The Chiffon Trenches
Page 15
Everywhere Anna Wintour went I followed, in my official Vogue capacity. On Mondays she had a brief staff meeting in her office. One week I showed up a bit late, wearing a jumpsuit, perhaps not the thing I should have worn. I walked into the room and she looked at me, observed me, but made no comment.
Shortly thereafter she called me at my desk and said, “You’ve got to go to the gym.”
I wasn’t offended, and it wasn’t out of nowhere. Fashion at the time was obsessed with thinness. I’d gained weight in Durham and brought my binge-eating habits back to New York with me. My clothes fittings made clear to me exactly how big I was getting, and Anna Wintour’s concerned glances did not go unnoticed. I was still wearing beautiful suits but it was becoming quite obvious that I was gaining weight.
If Anna Wintour wanted me to go to the gym, I’d go to the gym. Plus she offered to pay for it, so I had to take it seriously. The gym, located close to the Vogue offices, was a very expensive, tony setup. I had a private trainer, but I didn’t practice the right eating habits at home, so I wasn’t losing any weight. A friend suggested I try the cabbage diet, which I did for a little while. It’s very easy; you just cook cabbage and eat it. People do it when they prepare for heart surgery. It worked, and I lost a lot of weight quickly, right in time for Milan Fashion Week.
In Milan, I would wake up early each morning and go for a walk, then spend some time at the hotel gym. I paid attention to what I was eating during the busy day of shows. I felt more in control of my weight.
Giorgio Armani’s show was in the early evening, and I felt great wearing a gray cashmere turtleneck sweater and a Prada alligator balmacaan coat. I was standing in the waiting queue for entrance to the show, where a seat on the front row was reserved for me. On an upper level, there was a small VIP room, from which Lee Radziwill emerged and slowly came down the stairs.
At that time, we were not frequently on each other’s radar. Lee worked for Giorgio Armani, as an adviser, high-level ambassador, and events specialist, based in Milan. And it must have been that the last time she saw me, I was showing a little pillow of a stomach. Lee gently sidled up to me and gave me the most sensual rub across my stomach. And then she whispered to me for my ears only, “Ohhhhhh, André, you’ve lost weight. I am so proud.”

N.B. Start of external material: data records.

PR #4402, opened 2024-07-17
feat: validate manifest before executing a command

jLopezbarb:

# Proposed changes

Fixes DEV-466

- Adds a new function to check if the manifest is valid for okteto CLI only
- Use the function on the commands that are available for CLI only instances

## How to validate

1. Use ´okteto context´ to switch to a non okteto instance
1. Run okteto up with any of the non supported fields
1. See error

## CLI Quality Reminders 🔧

### DIFF
--- a/pkg/model/manifest.go
+++ b/pkg/model/manifest.go
@@ -1265,7 +1265,7 @@ func (m *Manifest) ValidateForCLIOnly() error {
 	}
 	if len(invalidFields) > 0 {
 		return oktetoErrors.UserError{
-			E:    fmt.Errorf("the following fields are not allowed in this context: %s", strings.Join(invalidFields, ", ")),
+			E:    fmt.Errorf("these features are only supported if you install Okteto in your cluster: %s", strings.Join(invalidFields, ", ")),
 			Hint: "To install Okteto platform on your cluster check: https://www.okteto.com/docs/get-started/install/",
 		}
 	}
--- a/pkg/model/manifest.go
+++ b/pkg/model/manifest.go
@@ -1265,7 +1265,7 @@ func (m *Manifest) ValidateForCLIOnly() error {
 	}
 	if len(invalidFields) > 0 {
 		return oktetoErrors.UserError{
-			E:    fmt.Errorf("these features are only supported if you install Okteto in your cluster: %s", strings.Join(invalidFields, ", ")),
+			E:    fmt.Errorf("these features are only supported if you install Okteto in your context: %s", strings.Join(invalidFields, ", ")),
 			Hint: "To install Okteto platform on your cluster check: https://www.okteto.com/docs/get-started/install/",
 		}
 	}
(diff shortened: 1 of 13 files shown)


pkg/model/manifest.go
```diff
@@ -1206,3 +1206,68 @@ func getBuildContextForComposeWithVolumeMounts(m *Manifest) (string, error) {
...
+	}
+	if m.Icon != "" {
+		invalidFields = append(invalidFields, "icon")
+	}
+	if m.Name != "" {
+		invalidFields = append(invalidFields, "name")
+	}
+	if len(invalidFields) > 0 {
+		return oktetoErrors.UserError{
+			E:    fmt.Errorf("the following fields are not allowed in this context: %s", strings.Join(invalidFields, ", ")),
```
andreafalzetti, line 1268: I think the error message should not be saying "invalid" fields, but we should say something like:

"These features are only supported if you install Okteto in your cluster" or something along those lines

cc @codyjlandstrom can you help out here?

pkg/model/manifest.go
```diff
@@ -1206,3 +1206,68 @@ func getBuildContextForComposeWithVolumeMounts(m *Manifest) (string, error) {
...
+	}
+	return true
+}
+
+func (mt ManifestTests) IsEmpty() bool {
+	return len(mt) == 0
+}
+
+func (m *Manifest) ValidateForCLIOnly() error {
+	invalidFields := []string{}
```
andreafalzetti, line 1241: I am concerned this function will be missed to be updated when we introduced new top-level properties.

According to the ticket `dev` is the only property supported, if that is true, couldn't we check of any additional property different from `dev` instead of explicitly checking them?

pkg/model/manifest.go
codyjlandstrom: I agree with your suggestion @andreafalzetti - then the user knows what the context is.

"The following features are only supported if you install Okteto in your cluster:"

pkg/model/manifest.go
jLopezbarb: The problem with that is that we initialise some of them because otherwise we have nil pointers exceptions. Changing it to just check dev could be addressed but that will require a lot of changes and possible nil pointers that we can forget updating

pkg/model/manifest.go
andreafalzetti: @codyjlandstrom FYI in various of places of the CLI we use the word "Context" instead of "Cluster". This is something product requested to change some time ago. To keep this consistency I suggest we keep "context" in this change and if we want to change the naming in the future, do it in all places with another PR.

@jLopezbarb WDYT?

andreafalzetti:
@jLopezbarb e2e failing, if you rebase from the 3.0 branch, it's also easier to re-run failed e2e

andreafalzetti (approved):
Approving to unblock, but I would rename "cluster" to "context" and check the e2e that are failing (I think flaky)

PR #4404, opened 2024-07-17
add arg `CacheByName` to remote builds to allow parallel executions

andreafalzetti:
# Proposed changes

Fixes: DEV-522

This change is required to allow `okteto test` to run in parallel. At the moment if a user runs multiple tests in parallel, they are running in sequence, waiting for each to complete. After investigating, the root cause seems to be related to:

> Docker uses a build cache to speed up builds. If both builds are trying to access or modify the same cache layers, Docker might serialize the builds to prevent conflicts.

We're adding a new arg, to allow running each test in parallel.

Disclaimer: this change also affect `deploy` and `destroy` and it will invalidate the cache of existing projects built, even if they are re-built for the same commit etc. The other approach that I've considered is to add this argument only for `okteto test`, we can easily do that, but I think it goes against our current approach of keeping everything aligned as much as possible, otherwise the template starts to become a hell of conditionals. 

## How to validate

1. Use https://github.com/okteto/go-getting-started
2. Add the following to the `okteto.yml`
```yaml
test:
  sleep1:
    commands:
      - echo starting...
      - sleep 60
  sleep2:
    commands:
      - echo starting...
      - sleep 60
  sleep3:
    commands:
      - echo starting...
      - sleep 60
```
3. Run `okteto test sleep1`, `okteto test sleep2` and `okteto test sleep3` in 3 terminals at the same time
4. Observe how the test start without having the others to finish
5. Repeat the same with the latest stable Okteto CLI `2.29.1` and observe that in this case, each test will wait until another one has finished before starting.

## CLI Quality Reminders 🔧

### DIFF
--- a/pkg/remote/remote.go
+++ b/pkg/remote/remote.go
@@ -93,7 +93,7 @@ ENV {{$key}} {{$val}}
 ARG {{ .GitCommitArgName }}
 ARG {{ .GitBranchArgName }}
 ARG {{ .InvalidateCacheArgName }}
-ARG {{ .CacheNamespaceArgName }}
+ARG {{ .CacheByNameArgName }}
 
 RUN echo "${{ .InvalidateCacheArgName }}" > /etc/.oktetocachekey
 RUN okteto registrytoken install --force --log-output=json
@@ -154,8 +154,8 @@ type Params struct {
 	// to a random value which essentially means no-cache. Setting this to a
 	// static or known value will reuse the build cache
 	CacheInvalidationKey string
-	// CacheNamespace is used to allow multiple builds to run concurrently without interfering with each other cache
-	CacheNamespace string
+	// CacheByName is used to allow multiple builds to run concurrently without interfering with each other cache
+	CacheByName    string
 	TemplateName   string
 	DockerfileName string
 	KnownHostsPath string
@@ -200,7 +200,7 @@ type dockerfileTemplateProperties struct {
 	GitCommitArgName         string
 	GitBranchArgName         string
 	InvalidateCacheArgName   string
-	CacheNamespaceArgName    string
+	CacheByNameArgName       string
 	CommandFlags             string
 	OktetoDeployable         string
 	GitHubRepositoryArgName  string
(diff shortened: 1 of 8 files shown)


pkg/remote/remote.go
```diff
@@ -153,10 +154,12 @@ type Params struct {
 	// to a random value which essentially means no-cache. Setting this to a
 	// static or known value will reuse the build cache
 	CacheInvalidationKey string
-	TemplateName         string
-	DockerfileName       string
-	KnownHostsPath       string
-	BaseImage            string
+	// CacheNamespace is used to allow multiple builds to run concurrently without interfering with each other cache
+	CacheNamespace string
```
pchico83, line 158: Why `CacheNamespace`? should it be something like `CachebyName`?

pchico83 (commented):
Not related to this PR, by I am curious about the following ARGs:
```
ARG {{ .NamespaceArgName }}
ARG {{ .GitCommitArgName }}
ARG {{ .GitBranchArgName }}
{{range $key, $val := .OktetoBuildEnvVars }}
ENV {{$key}} {{$val}}
{{end}}
```
Those are going to seriously limiting the efficiency of the test cache

pkg/remote/remote.go
andreafalzetti: I don't mind `CacheByName`, it's very similar to `CacheNamespace` semantically, initially I was going for `Name` but it wasn't specific enough in the end we're adding it for grouping cache builds, so namespace made sense. Does anyone have other names they want to suggest? @jLopezbarb @maroshii

andreafalzetti: I don't want the `namespace` part of `CacheNamespace` get confused with the `OKTETO_NAMESPACE` for instance, so I willl rename it to `CacheByName` for now

andreafalzetti: changed in 3a982e1167924fb2b9e92d7f3c78c17710bbf8d0

andreafalzetti: changed in ffca6730909cdb276e7a08e4cecbb5f7b9d3fa43

andreafalzetti:
> Not related to this PR, by I am curious about the following ARGs:
> 
> ```
> ARG {{ .NamespaceArgName }}
> ARG {{ .GitCommitArgName }}
> ARG {{ .GitBranchArgName }}
> {{range $key, $val := .OktetoBuildEnvVars }}
> ENV {{$key}} {{$val}}
> {{end}}
> ```
> 
> Those are going to seriously limiting the efficiency of the test cache

As you know this file is shared with `deploy` and `destroy`, but we could consider simpifying the caching for `test` if we think it makes sense.

pchico83:
> > Not related to this PR, by I am curious about the following ARGs:
> > ```
> > ARG {{ .NamespaceArgName }}
> > ARG {{ .GitCommitArgName }}
> > ARG {{ .GitBranchArgName }}
> > {{range $key, $val := .OktetoBuildEnvVars }}
> > ENV {{$key}} {{$val}}
> > {{end}}
> > ```
> > 
> > 
> >     
> >       
> >     
> > 
> >       
> >     
> > 
> >     
> >   
> > Those are going to seriously limiting the efficiency of the test cache
> 
> As you know this file is shared with `deploy` and `destroy`, but we could consider simpifying the caching for `test` if we think it makes sense.

@andreafalzetti I think it's fine for now. If Okteto Test get's traction, and people complain about cache not being optimal, we can always revisit it

andreafalzetti:
I am moving this PR to draft to prevent merging as we noticed the use-case reported might not be fixed with this change

andreafalzetti:
I am closing this PR as it seems an unnecessary fix as of now. cc @jLopezbarb

PR #5776, opened 2019-11-01
Revert "refactor: only update fulfillment group for which id is provided"

machikoyasuda:
Reverts reactioncommerce/reaction#5723


machikoyasuda:
Hi @rosshadden @bt3gl @spencern - I want to revert this PR because the integration spec is failing and causing the resulting build's integration tests to time out.

PR #5780, opened 2019-11-04
fix: integration test in circle ci

### LINKED ISSUE #5779: [2.9.0] Integration tests take 5+ minutes on CI
See current tests stats on CircleCI: `6 minutes 42 seconds`
- integration test step: https://circleci.com/gh/reactioncommerce/reaction/60378
- Full logs: https://circleci.com/api/v1.1/project/github/reactioncommerce/reaction/60378/output/103/0?file=true

```
Test Suites: 40 passed, 40 total
Tests:       118 passed, 118 total
Snapshots:   7 passed, 7 total
Time:        402.101s
```

YuuwakU:
Resolves #5779
Impact: **minor**  
Type: **performance|test**

## Issue
maxWorkers for jest integration test was set to 3 which increased the CPU and RAM consumption of CI container

## Solution
bring back --runInBand and reduce node memory limit for jest integration script to 4000 MB so that there some memory for other processes.
Refer:
- https://github.com/integrations/slack/pull/895/files
Note: Although in the reference, global.gc is invoked before each test, it wasn't required here.
- https://developer.ibm.com/articles/nodejs-memory-management-in-container-environments/

## Breaking changes
none

### DIFF
--- a/.circleci/config.yml
+++ b/.circleci/config.yml
@@ -9,7 +9,7 @@ defaults: &defaults
     - DOCKER_NAMESPACE: "reactioncommerce"
     - DOCKER_NAME: "reaction"
     - GLOBAL_CACHE_VERSION: "v2"
-    - TOOL_NODE_FLAGS: "--max-old-space-size=4096"
+    - TOOL_NODE_FLAGS: "--max-old-space-size=4000"
   working_directory: ~/reaction-app
   docker:
     - image: circleci/node:8-stretch
@@ -96,7 +96,7 @@ jobs:
           name: Docker build
           command: |
             docker build \
-              --build-arg TOOL_NODE_FLAGS="--max-old-space-size=4096" \
+              --build-arg TOOL_NODE_FLAGS="--max-old-space-size=4000" \
               -t "$DOCKER_REPOSITORY:$CIRCLE_SHA1" .
             mkdir -p docker-cache
             docker save \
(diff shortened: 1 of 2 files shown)


machikoyasuda:
@rosshadden What do you think? 

I ran it locally on OS X and my stats were:

```
Test Suites: 40 passed, 40 total
Tests:       118 passed, 118 total
Snapshots:   7 passed, 7 total
Time:        308.429s
```

But it's much faster in CI. How about your machine?

YuuwakU:
> @rosshadden What do you think?
> 
> I ran it locally on OS X and my stats were:
> 
> ```
> Test Suites: 40 passed, 40 total
> Tests:       118 passed, 118 total
> Snapshots:   7 passed, 7 total
> Time:        308.429s
> ```
> 
> But it's much faster in CI. How about your machine?

@machikoyasuda one of the main reasons this happens is due to the specification of the host CPU of the docker container. For eg, you would be running the tests on macbook pro which may have an i5 or i7 mobile processor while the CI instance has a XEON server processor, which has a massive difference in single core performance. This is important as we are using --runInBand which uses a single core of the CPU.

Test results on my machine take:
```
Test Suites: 40 passed, 40 total
Tests:       118 passed, 118 total
Snapshots:   7 passed, 7 total
Time:        255.031s
```
My laptop has the intel i7 9750H mobile processor.

YuuwakU:
@rosshadden with `--maxWorkers` the tests take more time to complete and even cross the 5000 ms default jest timeout causing tests to fail locally. To not let this happen most of the tests have `jest.setTimeout(30000)` but there are some tests that don't have this setting. If you could share the error information of the tests failing while using  `--runInBand`.

aldeed:
I've been out, but to add a little context:

The `--runInBand` is necessary to get the full benefits of the `@shelf/jest-mongodb` package. It creates the MongoDB server in Jest setup code and destroys it in Jest teardown code. If you run tests in parallel, then it will do this in every process and tests will be much slower.

I'm not sure if any automatic data destruction happens between tests. I don't think any tests are creating many documents without removing them after, but that could be one thing to check, especially if it keeps some of the mongo data in memory.

So this PR looks fine to me

FYI @spencern

PR #5781, opened 2019-11-05
adding sidebar permission control

Zachary-work:
Impact: **major**  
Type: **feature**

## Issue
RegisterOperatorRoute will not be able to register a route with access control, we want to add a option for `registerOperatorRoute ` to support it.

## Solution
Adding a `permissionRequired` option in `registerOperatorRoute` to check if the current user have one of the permissions provided in `permissionRequired` array

## Example
```sh
registerOperatorRoute({
    permissionRequired: ['companies/list']
    isNavigationLink: true,
    isSetting: false,
    path: "/partners",
    layoutComponent: ContentViewExtraWideLayout,
    mainComponent: PartnerList,
    SidebarIconComponent: (props) => <BriefcaseIcon {...props} />,
    sidebarI18nLabel: "admin.dashboard.partnerLabel"
})
```

### DIFF
--- a/imports/client/ui/components/Sidebar/Sidebar.js
+++ b/imports/client/ui/components/Sidebar/Sidebar.js
@@ -18,6 +18,7 @@ import SettingsIcon from "mdi-material-ui/Settings";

I will always remember the way she made me feel in that moment. For a year, I went to the gym consistently, three times a week, but I couldn’t keep up with the dieting.
I’d buy all the right foods but they’d sit untouched in my refrigerator while I ordered takeout from the local deli. My weight continued to climb, and I developed asthma, something I’d briefly experienced in childhood but had long since grown out of. My breathing became labored, which was visibly distracting to Anna, especially when we had to walk up the many stairs outside the Met.
While I do think at a certain point my weight got in the way of my career, Anna didn’t mention it again. And as my body grew and I no longer wanted to be harnessed into a suit—button-front, suspenders on the pants—I transitioned into a more extreme, original fashion point of view, in the tradition of Anna Piaggi and Isabella Blow. It wasn’t just about the weight, however; it was the confidence Vogue gave me to be who I am. All the clothes I wore, my evolution of fashion, became a personalized reflection of my cultural knowledge of fashion, the history of fashion, as well as the history of fashion through paintings and literature. I began to dress based on research, in the highest-quality creations I could afford.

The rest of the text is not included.